Es wäre aber ein Leichtes, das System auf Schwerkraft umzustellen - also mit Einbau einer Skimmerklappe und anschließend das Wasser über einen Bogensiebfilter laufen
zu lassen. Ich könnte auch noch andere Systeme verwenden bzw. den gesamten Pumpenschacht zum Filter umbauen usw.
Das oa. System dürfte die einfachste Möglichkeit sein.

Ich will jetzt kein System dass permanent durchläuft, sondern nur eines, dass ich bei oberflächlicher Verschmutzung einschalten kann um mich bei der Reinigung zu unterstützen.
Bis dato hatte ich noch keine Algen im Teich, jedoch immer wieder starken Eintrag von der Oberfläche.

Also Ideen very welcome  

LG Oliver


----------



## Geisy (18. März 2017)

Schau dir mal das bzw. den ganzen Thread an.
https://www.hobby-gartenteich.de/xf/posts/541587/


----------



## Geisy (19. März 2017)

Hallo Oliver

Ich hab mal in dein Bild gemalt für meine Idee dazu.
Braun ist eine Trockenmauer damit sich ein Graben bildet in den du das Oberflächenwasser saugst.
Blau ist eine Pumpe die dann in den Filter oder zurück in den Teich pumpt.
Grün ist ein Korb fürs grobe den du in den Graben legst, dazu ein Bild von mir unten.









Wenn die Stelle für die Pumpe zu flach ist kannst du da ansaugen und die Pumpe wo anders hinstellen.

Gruß
Norbert


----------



## anz111 (19. März 2017)

Hallo Norbert!

Vielen Dank mal für deine Gedanken. Wäre auch eine ganz gute Idee.
Ich hab noch 2 zusätzliche Lösungen in Planung:

 

Bei der Lösung kommt das oa. System in Einsatz. Also über einen Wandskimmer läuft das Wasser in Schwerkraft über den Bogensiebfilter und kommt anschließend zur Pumpe. Dann um den Teich rum und auf der Gegenseite mit Wasserfall oä. wieder in den Teich.

Oder 2.

Ich mauere so wie du beschrieben hast einen Teil des Teiches ab und nehme denn als Skimmer bzw. setze anschließend den Wandskimmer ein.
Ich denke dass ist zwar effektiver, aber auch viel aufwendiger. Trotzdem auch leicht zu realisieren. Es gibt ja diese Naturskimmer. Bzw. ist das ja in dem von dir zitieren Threat  ja nichts anderes. Auch wenn zusätzlich noch die NG Technik verwendet wird.

 

LG Oliver


----------



## Geisy (19. März 2017)

Die Bogensieblösung braucht mehr Energie da du das Wasser wieder hoch pumpen mußt. Was mich daran stören würde ist das du dich ständig in das Loch bücken mußt um den Dreck vom Bogensieb zu holen.

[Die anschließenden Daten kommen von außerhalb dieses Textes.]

PR #423, opened 2026-07-10
Disable unused service discovery feature

adriansuarez:
This change disables the unused service discovery feature that is automatically enabled, which is problematic in namespace where there are a large number of service resources.

### DIFF
--- a/stable/admin/templates/statefulset.yaml
+++ b/stable/admin/templates/statefulset.yaml
@@ -43,7 +43,7 @@ spec:
         {{- include "admin.podLabels" . | nindent 8 }}
         component: admin
     spec:
-      enableServiceLinks: {{ default false .Values.admin.enableServiceLinks }}
+      enableServiceLinks: {{ default false .Values.admin.internal.enableServiceLinks }}
       serviceAccountName: {{ default "" .Values.nuodb.serviceAccount }}
       priorityClassName: {{ default "" .Values.admin.priorityClass }}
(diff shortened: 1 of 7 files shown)


stable/database/templates/deployment.yaml
```diff
@@ -42,6 +42,7 @@ spec:
         {{- include "database.te.podLabels" . | nindent 8 }}
         component: te
     spec:
+      enableServiceLinks: {{ default false .Values.database.enableServiceLinks }}
```
sivanov-nuodb: Should this be `.Values.database.internal.enableServiceLinks`?

stable/admin/templates/statefulset.yaml
```diff
@@ -43,6 +43,7 @@ spec:
         {{- include "admin.podLabels" . | nindent 8 }}
         component: admin
     spec:
+      enableServiceLinks: {{ default false .Values.admin.enableServiceLinks }}
```
sivanov-nuodb: Should this be .`Values.admin.internal.enableServiceLinks`?

sivanov-nuodb (approved):
Looks good. I added one comment because of a mismatch in the `values.yaml`.
Thanks for fixing it quickly!

stable/admin/templates/statefulset.yaml
adriansuarez: Good catch. The tests also disregard the `internal` section, which is why they pass.

bkelly-ndb (approved):

PR #424, opened 2026-07-21
Expose trafficDistribution for services

sivanov-nuodb:
**Changes**

This change allows users to specify `trafficDistribution` for `ClusterIP` and
`LoadBalancer` services. The default value of `null` is not changed. It also
exposes annotations for `ClusterIP` service.

**Testing**
- integration tests

### DIFF
--- a/stable/admin/README.md
+++ b/stable/admin/README.md
@@ -158,7 +158,7 @@ The following tables list the configurable parameters for the `admin` option of 
 | `externalAccess.internalIP` | Whether to use an internal (to the cloud) or external (public) IP address for the load balancer | `nil` |
 | `externalAccess.type` | The service type used to enable external access for NuoDB Admin. The supported types are `NodePort` and `LoadBalancer` (defaults to `LoadBalancer`) | `nil` |
 | `externalAccess.annotations` | Annotations to pass through to the Service of type `LoadBalancer` | `{}` |
-| `externalAccess.trafficDistribution` | Preference for traffic routing to Service endpoints. Supported values are `PreferSameZone`, `PreferSameNode` and `PreferClose` (deprecated). | `nil` |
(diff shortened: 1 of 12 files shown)


stable/admin/README.md
```diff
@@ -158,6 +158,7 @@ The following tables list the configurable parameters for the `admin` option of
 | `externalAccess.internalIP` | Whether to use an internal (to the cloud) or external (public) IP address for the load balancer | `nil` |
 | `externalAccess.type` | The service type used to enable external access for NuoDB Admin. The supported types are `NodePort` and `LoadBalancer` (defaults to `LoadBalancer`) | `nil` |
 | `externalAccess.annotations` | Annotations to pass through to the Service of type `LoadBalancer` | `{}` |
+| `externalAccess.trafficDistribution` | Preference for traffic routing to Service endpoints. Supported values are `PreferSameZone`, `PreferSameNode` and `PreferClose` (deprecated). | `nil` |
```
kontaras: I assume you mean that `PreferClose` is deprecated, not that `externalAccess.trafficDistribution` as a whole is. I misunderstood it when I read the `README`.

I would not mention that deprecation at all. If a customer wants to use this feature, then they will probably look up the documentation for `trafficDistribution` and see that that value is deprecated.

kontaras (approved):
Code looks good but I misunderstood the documentation.

stable/admin/README.md
kontaras: Actually, why list the supported values at all? We are not enforcing them so the supported values are whatever values the user's Kubernetes installation supports. If, in the future, Kubernetes adds or removes values, those will be the valid values, not whatever we list here.

Why not just put a link to the Kubernetes docs so the user can understand how to set the value? https://kubernetes.io/docs/concepts/services-networking/service/#traffic-distribution

sivanov-nuodb: Good point. I will add a link.

agoelzer-nuodb (approved):

adriansuarez (approved):
Looks good.

PR #425, opened 2026-07-27
Size log partition according to configured engine memory

kontaras:


agoelzer-nuodb (approved):

stable/database/templates/_helpers.tpl
```diff
@@ -1510,3 +1510,16 @@ Arguments:
...
+Get the memory size of an engine based on the resources values.
+
+Argument:
+The engine's value map (such as database.sm )
+*/}}
+{{- define "database.memorySize" -}}
+{{- $engine := . -}}
+{{- $limits := $engine | dig "resources" "limits" (dict) -}}
+{{- $requests := $engine | dig "resources" "requests" (dict) -}}
+{{ pluck "memory" $limits $requests | compact | first | default "" }}
```
sivanov-nuodb: Is an `empty` string a valid size for an ephemeral volume?

sivanov-nuodb: Nit: I thought that we agreed to make it twice as much as the memory because the `nuodocker.py` extracts the core file to get the backtrace information. So we basically need at least 1 to 1.5 times the engine memory size.

stable/database/templates/_helpers.tpl
```diff
@@ -750,7 +750,7 @@ ephemeral:
       resources:
         requests:
           {{- if eq (include "defaultfalse" $.Values.database.ephemeralVolume.sizeToMemory) "true" }}
```
sivanov-nuodb, line 752: Should we set this to `true` explicitly in NuoDBaaS?

sivanov-nuodb (approved):
Looks good.
I've added a comment about making the size 1.5 the engine memory.

stable/database/templates/_helpers.tpl
kontaras: I think so.

stable/database/templates/_helpers.tpl
kontaras: Not sure what you mean. I know that `nuodocker.py` reads the file to extract the threads and print them to `STDOUT`, but I don't see the extracted file being saved to disk.

kontaras: It is not. I will change `database.ephemeralVolume` to default to `ephemeralVolume.size` even if `sizeToMemory` is set.

sivanov-nuodb: The `nuogdb` extracts the file and then performs a cleanup. See `# ----- CORE: handle compressed core files` comment in `/opt/nuodb/etc/gdb/common/bin/nuogdb`.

Von Oase gibt es auch große Skimmer mit 12l Korb z.B. Profi Skim 100, finde ich aber auch nicht Ideal für dich.

Du hast da einiges an Bäumen außenrum und solltest darauf achten das die Lösung auch mit größeren Laubmengen nach Sturm klar kommt.

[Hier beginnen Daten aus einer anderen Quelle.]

PR #426, opened 2026-07-27
Expose extra mounts for SMs

adriansuarez:


kontaras (approved):

stable/database/values.yaml
```diff
@@ -593,6 +581,12 @@ database:
         cpu: 4
         memory: 8Gi
 
+    # Extra volume mounts for the SM container. See
+    # https://kubernetes.io/docs/reference/generated/kubernetes-api/v1.32/#volumemount-v1-core
+    volumeMounts: []
+    # - name: config
+    #   mountPath: /path/to/config
```
sivanov-nuodb, line 588: Are `sm.hotCopy.volumeMounts` and  `sm.noHotCopy.volumeMounts` not sufficient?
I remember adding these as part of https://github.com/nuodb/nuodb-helm-charts/pull/422.

adriansuarez: I wasn't aware of this. I started by looking at ds-nuodb, which uses a `define` as an injection point, and updating that to use a Helm value.

Maybe this is completely unnecessary.

adriansuarez:
I will abandon this after I confirm that the existing Helm value is sufficient.
For now, everyone can disregard this PR.

PR #427, opened 2026-08-03
Improvements to `prepare-archive` script

adriansuarez:
- Enable `dataMigration` by default for non-hotcopy SMs and give precedence to `snapshotRestore` behaviors over `dataMigration` if both are enabled. This maximizes test coverage for the `prepare-archive` script, which will be invoked by default in all NuoDBaaS deployments in order to enable migration of VM-based services.
- Generalize the existing `prepare-archive` script to handle archives from non-container-based deployments, archives with separate journal volumes, and archives with non-standard ownership.
- Allow separate journal volume to be specified even though the source archive volume contains a colocated journal, which is detected and moved on start-up.
- Allow handling of non-container-based archives to be customized via the `PREPARE_ARCHIVE_ALT` environment variable, which specifies a user-supplied script to invoke to do special processing.


stable/database/files/prepare-archive
```diff
@@ -5,50 +5,109 @@ fail() {
...
+
+# Relocate journal directory if necessary
+if [ -f "$archive_dir/migrated" ]; then
+    # Assume that subpath within volume is that same for archive and journal,
+    # unless the source archive is colocated
+    source_journal="/var/opt/nuodb/journal/${source_archive#/var/opt/nuodb/archive/}"
+    copy=false
+    if [ ! -d "$source_journal" ]; then
+        source_journal="$archive_dir/journal"
+        copy=true
```
sivanov-nuodb, line 70: Why is different behaviour needed when the journal is colocated?

stable/database/files/prepare-archive
```diff
@@ -5,50 +5,109 @@ fail() {
...
+        # preparation and creation of the archive object / info.json.
+        mv "$archive_dir/info.json" "$archive_dir/migrated"
+    fi
+elif [ -x "$PREPARE_ARCHIVE_ALT" ]; then
+    # Invoke user-supplied script that handles non-container-based archives
+    "$PREPARE_ARCHIVE_ALT" || fail "Exiting due to non-0 exit code for $PREPARE_ARCHIVE_ALT"
 fi
+
+# Relocate journal directory if necessary
+if [ -f "$archive_dir/migrated" ]; then
```
sivanov-nuodb, line 63: So this will only run if there was an `info.json` previously. Isn't this needed with VM migration?

stable/database/files/prepare-archive
```diff
@@ -5,50 +5,109 @@ fail() {
...
+            mv "$source_journal" "${source_journal}.migrated"
+        else
+            mv "$source_journal" "$journal_dir"
+        fi
+    fi
+fi
+
+# Ensure that master catalog is owned by NuoDB user, since this is explicitly
+# checked on SM start-up
+for file in 1.atm 1.cat; do
```
sivanov-nuodb, line 91: Do these exist for LSA archives? Is there any other files that need an owner change for LSA?

stable/database/values.yaml
```diff
@@ -376,7 +376,7 @@ database:
   # different deployment architectures or different file system conventions
   # from the NuoDB Helm Charts.
   dataMigration:
-    enabled: false
+    enabled: ""
```
sivanov-nuodb, line 379: What is the difference between an empty value and `true`? Can't we just flip the value to `true`?

test/minikube/minikube_base_restore_test.go
```diff
@@ -756,6 +858,76 @@ func TestDataMigrationSameDirectory(t *testing.T) {
...
+		})
+}
+
+func TestDataMigrationMissingJournal(t *testing.T) {
+	// Negative test that specifies a separate journal in the source
+	// database but not in the target, which means that the journal will be
+	// missing. The prepare-archive script should detect this and prevent
+	// data loss by refusing to allow the SM to start. In a real deployment,
+	// this will appear as a failed upgrade that will have to be retried
+	// with the correct configuration for the target service version.
```
sivanov-nuodb, line 925: The `No journal directory found for migrated archive` error appears when we can't find the journal directory in the migrated (source) archive, no?
How is this related to whether the target database has an external journal or not?

sivanov-nuodb (approved):
Looks good. I've added some minor comments/questions.

test/minikube/minikube_base_restore_test.go
```diff
@@ -666,23 +716,50 @@ func runTestDataMigration(t *testing.T, source, target databaseParams) {
...
+			// Check container output
+			testlib.Await(t, func() bool {
+				reader, err := testlib.GetAppLogStreamE(t, namespaceName, smPod, &corev1.PodLogOptions{})
+				if err != nil {
+					return false
+				}
+				buf, err := io.ReadAll(reader)
+				if err != nil {
+					return false
+				}
```
kontaras, line 750: Can we log the value of `err`? It would be nice to know if the check timed out because the SM pod was taking a while to start or if there is something else going on.

stable/database/files/prepare-archive
adriansuarez: If the journal is colocated, then the movement of the journal is across file systems, which is not atomic. So we do it in two stages to make it appear atomic by copying to some other directory and then atomically renaming that to the target directory.

If the journal is on a separate volume from the archive, then it is already on the target volume, so the rename will be atomic.

stable/database/files/prepare-archive
adriansuarez: The `$PREPARE_ARCHIVE_ALT` script will create the `migrated` file in order to cause this code path to be exercised.

stable/database/files/prepare-archive
adriansuarez: `1.cat` is the master catalog for an LSA archive.

stable/database/values.yaml
adriansuarez: I'm setting this to empty so that hotcopy and non-hotcopy SMs can have different defaults.

stable/database/files/prepare-archive
sivanov-nuodb: Thanks for the explanation! Maybe it deserves a comment in the code.

test/minikube/minikube_base_restore_test.go
adriansuarez: The source has a separate journal volume and the target does not, which means that there will be no `$archive_dir/journal` directory and the separate volume will not be mounted, so the source journal will not be found.

stable/database/files/prepare-archive
kontaras: `1.atm` is the master catalog on file archives while `1.cat` is the master catalog on LSA.

kontaras (approved):

test/minikube/minikube_base_restore_test.go
adriansuarez: Good idea. The latest commit adds logging.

Frag doch mal @trampelkraut wie gut die Lösung mit dem Graben funktioniert.

Ich hab auch schon mal einen schwimmenden Skimmer gebaut der das Laub in einen Raschelsack pustet.
https://www.hobby-gartenteich.de/xf/threads/luftheber-schwimmend-mit-skimmer.40749/

Gruß
Norbert


----------



## anz111 (19. März 2017)

Das Problem bei all diesen Systemen ist, dass es nur den großen Schmutz rausnimmt. Deswegen das Bogensieb...

Kennt wer diese Systeme:

1. Fiap
2. Biotop Bogenskimmer
3. neues System der Fa. Oismüller?

Guckst du:


----------



## trampelkraut (19. März 2017)

Hallo Oliver,

mein "Überlaufskimmer" ist ja auch aus der Not heraus geboren." Von der Funktion her bin ich sehr zufrieden damit, keine beweglichen Teile die sich verhaken oder verklemmen können. Der Schmutzkorb aus Edelstahllochblech nimmt ordentlich was auf, und lässt auch noch genügend Wasser durch wenn er mal voll Laub ist.

Wenn ich ihn nochmal bauen würde, würde ich die Rinne um 5 cm tiefer machen, denn so wie es jetzt ist darf sich der Wasserstand bei Trockenheit um max. 4 cm absenken damit es noch funktioniert. Bei einer tieferen Rinne kann man ja was einlegen um den Wasserstand zu regeln.


----------



## anz111 (19. März 2017)

Hallo Roland!

Vielen Dank mal für deine Nachricht.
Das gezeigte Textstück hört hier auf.